(Saved entries)
★ ★ ★ ★ ★ ★ ★
PR #8166, opened 2023-02-23
Changed grid to only update one cell if replace value is done

ChrisMarsh82:
Updated ReplaceValueInCell to only update the changed cell.

At the moment we still bring back the entire dataframe from R so there is still a delay. This would be a much bigger change and could run into errors. This change should at least half the time taken to refresh

### DIFF
--- a/instat/UserControls/DataGrid/Linux/ucrDataViewLinuxGrid.vb
+++ b/instat/UserControls/DataGrid/Linux/ucrDataViewLinuxGrid.vb
@@ -101,6 +101,7 @@ Public Class ucrDataViewLinuxGrid
         RaiseEvent IDataViewGrid_ReplaceValueInData(dataGrid.CurrentCell.Value.ToString(),
                         GetCurrentDataFrameFocus().clsVisibleDataFramePage.lstColumns(dataGrid.CurrentCell.ColumnIndex).strName,
                         GetCurrentDataFrameFocus().clsVisibleDataFramePage.RowNames()(dataGrid.CurrentCell.RowIndex))
+        RefreshSingleCell(dataGrid.CurrentCell.ColumnIndex, dataGrid.CurrentCell.RowIndex)
     End Sub
 
     'ToDo allow editing
@@ -145,5 +146,10 @@ Public Class ucrDataViewLinuxGrid
 
     Private Sub tcTabs_SelectedIndexChanged(sender As Object, e As EventArgs) Handles tcTabs.SelectedIndexChanged
         RaiseEvent WorksheetChanged()
+    End Sub
+
+    Public Sub RefreshSingleCell(iColumn As Integer, iRow As Integer)
+        Dim dataGrid = GetDataGridFromSelectedTab()
+        dataGrid.Rows(iRow).Cells(iColumn).Value = GetCurrentDataFrameFocus.DisplayedData(iRow, iColumn)
     End Sub
 End Class
--- a/instat/UserControls/DataGrid/Linux/ucrDataViewLinuxGrid.vb
+++ b/instat/UserControls/DataGrid/Linux/ucrDataViewLinuxGrid.vb
@@ -148,7 +148,7 @@ Public Class ucrDataViewLinuxGrid
         RaiseEvent WorksheetChanged()
     End Sub
 
-    Public Sub RefreshSingleCell(iColumn As Integer, iRow As Integer)
+    Private Sub RefreshSingleCell(iColumn As Integer, iRow As Integer)
         Dim dataGrid = GetDataGridFromSelectedTab()
         dataGrid.Rows(iRow).Cells(iColumn).Value = GetCurrentDataFrameFocus.DisplayedData(iRow, iColumn)
     End Sub
--- a/instat/UserControls/DataGrid/ReoGrid/ucrDataViewReoGrid.vb
+++ b/instat/UserControls/DataGrid/ReoGrid/ucrDataViewReoGrid.vb
@@ -200,5 +200,4 @@ Public Class ucrDataViewReoGrid
         End If
     End Sub
 
-
 End Class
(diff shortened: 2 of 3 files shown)


rdstern (dismissed):
@ChrisMarsh82 I tried on a large dataset, where I had noticed the problem before.  It had 875,000 rows.
I needed to change temperaures measured such as 305 degrees to 30.5.  There were about 11 rows like this.  I first tried with a filter, so just the 11 rows were visible.  A cell change took about 4 seconds.  I bit long, but not impossible.
When I noted the row number and tried on the unfiltered data it took only 2 seconds.

I tried with your stated change and also (for comparison) with the released version.  There seemed no change in those times, between the 2 versions.

I had no problem with your new version, so am approving.

instat/UserControls/DataGrid/Linux/ucrDataViewLinuxGrid.vb
```diff
@@ -146,4 +147,9 @@ Public Class ucrDataViewLinuxGrid
     Private Sub tcTabs_SelectedIndexChanged(sender As Object, e As EventArgs) Handles tcTabs.SelectedIndexChanged
         RaiseEvent WorksheetChanged()
     End Sub
+
+    Public Sub RefreshSingleCell(iColumn As Integer, iRow As Integer)
```
lloyddewit, line 151: - should this sub be private?
- or could we copy these lines to line 104 and remove this sub?

instat/UserControls/DataGrid/ReoGrid/ucrDataViewReoGrid.vb
```diff
@@ -94,6 +94,10 @@ Public Class ucrDataViewReoGrid
         grdData.CurrentWorksheet.RowHeaderWidth = TextRenderer.MeasureText(strLongestRowHeaderText, Me.Font).Width
     End Sub
 
+    Public Sub RefreshSingleCell(iColumn As Integer, iRow As Integer)
```
lloyddewit, line 97: - should this sub be private?
- or could we copy this line to line 175 and remove this sub?

instat/UserControls/DataGrid/ReoGrid/ucrDataViewReoGrid.vb
```diff
@@ -195,4 +200,5 @@ Public Class ucrDataViewReoGrid
         End If
     End Sub
 
+
```
lloyddewit, line 203:
```suggestion
```

instat/UserControls/DataGrid/Linux/ucrDataViewLinuxGrid.vb
```diff
@@ -101,6 +101,7 @@ Public Class ucrDataViewLinuxGrid
         RaiseEvent IDataViewGrid_ReplaceValueInData(dataGrid.CurrentCell.Value.ToString(),
                         GetCurrentDataFrameFocus().clsVisibleDataFramePage.lstColumns(dataGrid.CurrentCell.ColumnIndex).strName,
                         GetCurrentDataFrameFocus().clsVisibleDataFramePage.RowNames()(dataGrid.CurrentCell.RowIndex))
+        RefreshSingleCell(dataGrid.CurrentCell.ColumnIndex, dataGrid.CurrentCell.RowIndex)
```
lloyddewit, line 104: This is an extra call. How does this increase performance?

instat/UserControls/DataGrid/ReoGrid/ucrDataViewReoGrid.vb
```diff
@@ -168,6 +172,7 @@ Public Class ucrDataViewReoGrid
                            GetCurrentDataFrameFocus().clsVisibleDataFramePage.lstColumns(e.Cell.Column).strName,
                            GetCurrentDataFrameFocus().clsVisibleDataFramePage.RowNames()(e.Cell.Row))
         e.EndReason = unvell.ReoGrid.EndEditReason.Cancel
+        RefreshSingleCell(e.Cell.Column, e.Cell.Row)
```
lloyddewit, line 175: This is an extra call. How does this increase performance?

instat/ucrDataView.vb
```diff
@@ -22,6 +22,7 @@ Imports instat.Translations
 Public Class ucrDataView
     Private _clsDataBook As clsDataBook
     Private _grid As IDataViewGrid
+    Private OnlyUpdateOneCell As Boolean = False
```
lloyddewit, line 25:
```suggestion
    Private bOnlyUpdateOneCell As Boolean = False
```

lloyddewit (changes requested):
@ChrisMarsh82 Thank you for the changes, just some small comments.
Also, I understand that the purpose of this PR is to increase performance. During his testing, @rdstern found the speed similar to the previous version. Before we increase the code complexity, I think we should demonstrate a speed improvement. Do you have a test case that could show this?

instat/UserControls/DataGrid/Linux/ucrDataViewLinuxGrid.vb
ChrisMarsh82: made private

instat/ucrDataView.vb
ChrisMarsh82: updated naming

instat/UserControls/DataGrid/ReoGrid/ucrDataViewReoGrid.vb
ChrisMarsh82: made private

ChrisMarsh82:
@rdstern @lloyddewit  The changes I have made only stop the grid being fully loaded from the dataframe. The dataframe is fully refreshed so in some cases it won't appear any quicker. 

Where the benefit will come in if you have a large dataset with a lot of rows and where those rows contain lists with lots of values.
For example: 
create a dataset with one column with numbers 1 to 1000 (note: create a new dataset is broken at the minute so it will need to contain 3 columns)
add a couple more columns using the calculator "lapply( x1, function(x) {lapply(x, function(i) {choose(i, 0:i)})})"
Now when a value is changed although it still goes back to R to refresh the dataframe it doesn't need to repopulate the list in the grid which was taking a very long time

instat/UserControls/DataGrid/ReoGrid/ucrDataViewReoGrid.vb
ChrisMarsh82: Although it is an extra call here ReplaceValueInData now doesn't repopulate the list

lloyddewit (approved):

PR #9967, opened 2025-09-18
Made Data Options control can open in the correct data frame

### LINKED ISSUE #9957: Data Options control can open in the wrong data frame
The problem is shown below.  It applies to the Data Options control button, which is on most dialogs.  It mainly gives access to the filter dialog from within any other dialog.  Here is the route to an example:

a) Open the usual survey dataset
b) Use the Prepare > Data Reshape > Column Summaries dialog
c) Summarise yield, then use 2 factors - Village and Variety.
d) Use the summaries button and change sum to mean.  Maybe add max and min.  (It doesn't matter what summaries you use.)
e) Press Ok and you should be a second data frame with 10 rows.
f) From the toolbar, return to the last dialog.  See below:
g) Notice the data frame (survey) is in red.  That's a warning that maybe we are in the wrong data frame, but this time it is fine.
h) Press the Data Options button to get the figure below:

Image

This is the problem, namely it should also use the survey data frame, and not the currently visible one.
I assume this should be a trivial change.  It needs to be done well, because it is in a control that is in most dialogs.

Vitalis95:
Fixes #9957 
@rdstern @lilyclements @Ag-Derek ,This PR ensures that the Data Options sub-dialog always opens with the correct data frame from the parent dialog


rdstern (approved):
@Vitalis95 many thanks, seems fine.
@Patowhiz please could you check and merge.  I suspect it will be trivial for you, but it is a change in a control that's in most of the dialogs.  So important.

lilyclements:
@Patowhiz please review here too so we can get this into the new version

Issue #9960, opened 2025-09-17
New Dialog: Import from e-PICSA


lilyclements:
This comes under the EPICSA contract work. @rdstern am I correct that this means for now we want @Emmanuel-Afrifa on this (or can we have an INNODEMS member on it yet?). Can the hours towards this be noted.

There is a new dialog under the "Climatic > File > Import" section. This has the name "Import from e-PICSA"

* This has 3 buttons at the top: Definitions, Stations, Data
* All three have the option "Token" with an input and button, just like in the "Export to Google Buckets". This works the same as in there, same R code too, as the input there for the token.
* We then have a label "Country" with a drop down input. This has the same options as the "Country drop down" input box in the "Export to Google Buckets" dlg.

**If Definitions is checked:**
* There is an editable input, with label "Definitions ID:". This takes any value. 
* There is a button titled "Find Files", and a non-editable drop down next to this. This drop down will be filled with values once "Find Files" is pressed. This is just like in the dlgImportFromClimMob dialog.

The R Code for this is in two. First, if Find Files is pressed:

```r
```

Then, if OK is pressed:

```r
```

Then Definition ID: [ ] followed by a Button with the label Import
Then there are Definitions : [  ]. They become available once the Import button is pressed. Usually choose the one with the latest date.
This would import all the definitions. They are objects and a short report on them is provided in the output window.

The second tab is Station and is only used if corrections are needed to the Station data. This would import the station details into a separate data frame.

The third tab is the summary data. This again imports into a separate data frame. It is only used if the staff want to examine and check the data.

Emmanuel-Afrifa:
@lilyclements Please, can I work on this or should I wait for @rdstern response first? Thnk you

lilyclements:
@rdstern and I discussed it in person yesterday. If you're ready to work on it then that's great! Note you need to update the `epicsawrap` R package

Emmanuel-Afrifa:
@lilyclements Well noted.

Emmanuel-Afrifa:
@lilyclements and @Ag-Derek Please, is someone working on `frmMain` now? If not, I'd like to add the empty new dialog to `frmMain` so that it can be merged now to avoid any conflicts later, and I can now start populating the dialog.

lilyclements:
@Emmanuel-Afrifa apologies, I just saw this. Thanks for checking. To my knowledge, no one is on `frmMain` at the moment

Emmanuel-Afrifa:
[...]

PR #9973, opened 2025-09-23
Added the Import from E-PICSA dialog.

Emmanuel-Afrifa:
Fixes partly #9960

@lilyclements I have worked on all the things you mentioned with the exception of the `Data` tab and also the issue with the `Find Files` button on the `Definitions` tab. 

I thought I should push it so that you can check and give any feedback. Then I'll be able to work on all the needed bits once you send me your response.

For easy reference, I'll mention that problem here again.

> Please, can you help me resolve the error below?
> 
> It happens in the `list_definition_versions` function that runs internally when I click on the `Find Files` button.
> 
> Image

### DIFF
--- a/instat/dlgImportFromEPicsa.Designer.vb
+++ b/instat/dlgImportFromEPicsa.Designer.vb
@@ -22,21 +22,242 @@ Partial Class dlgImportFromEPicsa
     'Do not modify it using the code editor.
     <System.Diagnostics.DebuggerStepThrough()> _
     Private Sub InitializeComponent()
+        Me.ucrPnlImportFromEPicsa = New instat.UcrPanel()
+        Me.rdoDefinitions = New System.Windows.Forms.RadioButton()
+        Me.rdoData = New System.Windows.Forms.RadioButton()
+        Me.rdoStation = New System.Windows.Forms.RadioButton()
+        Me.ucrInputTokenPath = New instat.ucrInputTextBox()
+        Me.lblToken = New System.Windows.Forms.Label()
+        Me.cmdChooseFile = New System.Windows.Forms.Button()
+        Me.ucrInputComboCountry = New instat.ucrInputComboBox()
+        Me.lblCountry = New System.Windows.Forms.Label()
+        Me.ucrInputDefinitionsID = New instat.ucrInputTextBox()
+        Me.lblDefinitionsID = New System.Windows.Forms.Label()
+        Me.cmdFindFiles = New System.Windows.Forms.Button()
+        Me.ucrInputComboFindFiles = New instat.ucrInputComboBox()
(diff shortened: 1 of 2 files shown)


lilyclements:
@Emmanuel-Afrifa can you try wiht

`country="internal_tests"`

and

`definition_id="250909"`

I'll set a better error meanwhile for an unfound definition_id!

Emmanuel-Afrifa:
@lilyclements Still clicking on the `Find Files` button results in the `Invalid token error`. 

In the code snippet below, the `file` parameter is supposed to be read from `ucrInputComboFindFiles`. And the values for this combo box are to be derived from the `epicsa::list_definition_versions` function, which runs internally when the `Find Files` button is clicked. Since that function is currently giving us the `Invalid token` error, we're not getting anything from it, and hence the reason why the `file` parameter is set to an empty string. Other than that, everything should work fine.

So should I take out the `file` parameter for now?

```
last_definition <- epicsawrap::get_definitions_data(country="internal_tests", definitions_id="250909", file="")
```

Emmanuel-Afrifa:
@lilyclements Alright. So just to be clear, I'll run the function below both internally and in the script window, right?

```
epicsawrap::gcs_auth_file(filename="C:/Users/HP/Downloads/epicsa_token.json")
```

Please, will that account for the http error, or we'll take a look at that later.

Lemme do this now.

lilyclements:
@Emmanuel-Afrifa yes run in both. I’ll dig into the http error shortly

lilyclements:
To the http error, it should be that file = just the numbers, not .json, or definitions/. So. 

file = “250909.20250909171926”

Emmanuel-Afrifa:
@lilyclements Please, I have fixed both issues, and now we have no errors. Thanks for the tip. Please, I just want a quick clarification.

Although there are now no errors and things seem to work fine, there are no visible outputs (not even in the output window), unlike for the station tab (where we get a dataframe). Is that the intended purpose? If not, then perhaps I have to change the saveType.

Vitalis95:
@Emmanuel-Afrifa  after @lilyclements has checked this , we can go through the code together

lilyclements (dismissed):
@Emmanuel-Afrifa this is incredible. You've done this far quicker than planned, and picked it up very easily. It's working well.

This is a fun one, for discussion in the issue. But that's that the definitions file isn't associated to a data frame. Which means that ... how do we view it? All of our other objects are always associated to a data frame. Like a table, or a graph. Definitely a discussion to have with @rdstern, but not now.

Great stuff, and impressively fast too!

Vitalis95 (approved):
@Emmanuel-Afrifa , great one!
@lilyclements ,there were a few minor code changes  -  you can go ahead and approve again.

lilyclements (approved):

PR #9981, opened 2025-09-29
Implemented Find Next in Edit > Find dialog

### LINKED ISSUE #8941: Edit Menu  - Find Dialog
Hello @N-thony and @rdstern 

I notice on the find dialog that after you click find it highlights the row and then "Found Row" shows up on the dialog saying which row you are on.

It would be much more helpful if this could tell you how many instances of the item there are, that way I would know how many times to click find and it would feel like an overview of the data. 

Could we change this? 

Also I notice that the Find Next button always seems to be greyed out. Does it work? If so how do you activate it? If not can you? 

Thanks, 

Rachel

anastasia-mbithe:
Fixes #8941 

@rdstern  and @rachelkg 
This is ready for testing.


Ag-Derek:
@berylwaswa can you have a look at this PR and review 
Thanks

Issue #9984, opened 2025-09-30
More Issues on the New Multiple Select Option.


anastasia-mbithe:
These are issues that emerged from the discussion in #9815 

- [x] Add the Multiple Select Option to the other tabs in Prepare > Column:Text > Find/ Replace dialog. Add overwriting checkbox too.
- [x] Add the Mutiple Select Option in the Column:Text> Transform dialog
- [x] Do we still want the checkbox in the Column:Numeric > Transform dialog? Since the overwriting still happens when the suffix is empty. When a user types in the suffix, it creates new columns. If so, add the Overwriting checkbox  here too.
- [ ] Factor Variables converting to Characters after Overwriting in Replace and Replace All options. @lilyclements you said "We can add in some before and after codes which check its type and converts it, like we did in the SOR dialog but I’m not so keen on that." Which is the SOR dialog?
- [ ] ucrSave name in Multiple Select; New Column Name i.e Select in Replace, does not update automatically after returning to the dialog. @lilyclements This is an issue we found sometime back, remember? normal ucrSave implemetation doesn't work in Multiple to always update

@lilyclements and @rdstern you can confirm if I left any out.

@lilyclements for the other tabs and Column:Text> Transform, I hope the select function or "frame" doesnt change alot. We apply it the same way as we did in Replace.

PR #9990, opened 2025-10-06
Added Multiple Select Options to Text> Replace dialog

anastasia-mbithe:
Fixes first part in #9984

@lilyclements I need your help in Locate All under the Find tab, and the right function for To Na Tab, these two bug, see below screenshots.
@rdstern and @lilyclements  I had left some questions in the issue #9984 about the Overwrite.

image
To Na

image
Locate All.

### DIFF
--- a/instat/dlgStringHandling.Designer.vb
+++ b/instat/dlgStringHandling.Designer.vb
@@ -47,38 +47,33 @@ Partial Class dlgStringHandling
         Me.rdoReplace = New System.Windows.Forms.RadioButton()
         Me.rdoFind = New System.Windows.Forms.RadioButton()
         Me.grpModifiers = New System.Windows.Forms.GroupBox()
-        Me.ucrChkComments = New instat.ucrCheck()
-        Me.ucrChkMultiline = New instat.ucrCheck()
         Me.cmdAddkeyboard = New System.Windows.Forms.Button()
         Me.grpDetectOptions = New System.Windows.Forms.GroupBox()
         Me.rdoEnds = New System.Windows.Forms.RadioButton()
         Me.rdoStarts = New System.Windows.Forms.RadioButton()
         Me.rdoDetects = New System.Windows.Forms.RadioButton()
-        Me.ucrChkNegate = New instat.ucrCheck()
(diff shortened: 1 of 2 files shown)


anastasia-mbithe:
@rdstern thank you for the response. 
What of Count Option under Find? do we want to overwrite there as well?

anastasia-mbithe:
This changes the ucrSave label to Suffix Name when in the Multiple option is selected and makes the Overwrite checkbox not visible in the Detect Option.

anastasia-mbithe:
@rdstern the second is implemented in #10004 
I did them separately just in case some conflicts occur before merging, so that I have to worry about few files at once.
I didn't find issues with any transformation in Numeric > Transform so I implemented for all

rdstern:
@anastasia-mbithe I jave been looking again and also trying the Overwrite.  I didn't notice it last time, because it wasn't next to the New Column Names.  So:
a) Could you move the Overwrtite control, so it is at the bottom and just next to the New Column Name - which becomes `New Column Suffix`. when Multiple is chosen.
b) A new feature (maybe for another pull request) would be to also include it also for the Single Option!  (We can already do that, by choosing the same column name, but this would be simpler!  If so it could be called Overwrite Column(s), so the label remains the same for the Single and Multiple Case.  (If that takes a bit long, then you may want to put the control there now, and disable it.
c) The Overwrite control is disabled for each option - including Detect and Count -  when it isn't desirable.  I haven't yet checked the NA stuff.  For now disable for any option where you are not sure.
d) And just to note a nice feature that is working ok, is Edit >Undo!  I am using the little survey data and it is quite sweet.
e) Finally a slightly different small change is that Reset should set back to Single.  It currently sticks on Multiple.

Overall this is very nice indeed.  @rachelkg and @berylwaswa this is also going to be good for our teaching and maybe a video!  

@anastasia-mbithe I hope the changes are small and can maybe be before the sprint?  Sorry for the delay and it would be very nice to get something merged soon.  Now let me look at your Transform!

lilyclements:
> @rdstern do we need the Replace by in the FromNA tab to be optional?

I have discussed this with @anastasia-mbithe and we have realised it does not need to be optional

lilyclements (approved):

Issue #9963, opened 2025-09-18
Addition of the legend to the mapping dialog


berylwaswa:
I am working on the mapping dialog and I just noticed that the legend checkbox is not on the main dialog as with the graph dialogs. At the moment to access the legend I have to go to the plot options sub-dialog then themes tab, I would prefer to have it on the main dialog too. Thanks. 

<img width="756" height="434" alt="Image" src="https://github.com/user-attachments/assets/e503d434-adaa-4850-9f54-69f3ca6b4995" />

Rockjunior:
@berylwaswa This PR #10003 addresses this issue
★ ★ ★ ★ ★ ★ ★
WORK REQUIRED
Scan the entries above for the word "Derek". Report the lines that hold it.

ANSWER SPACE
@rdstern @lilyclements @Ag-Derek ,This PR ensures that the Data Options sub-dialog always opens with the correct data frame from the parent dialog
@lilyclements and @Ag-Derek Please, is someone working on `frmMain` now? If not, I'd like to add the empty new dialog to `frmMain` so that it can be merged now to avoid any conflicts later, and I can now start populating the dialog.
Ag-Derek:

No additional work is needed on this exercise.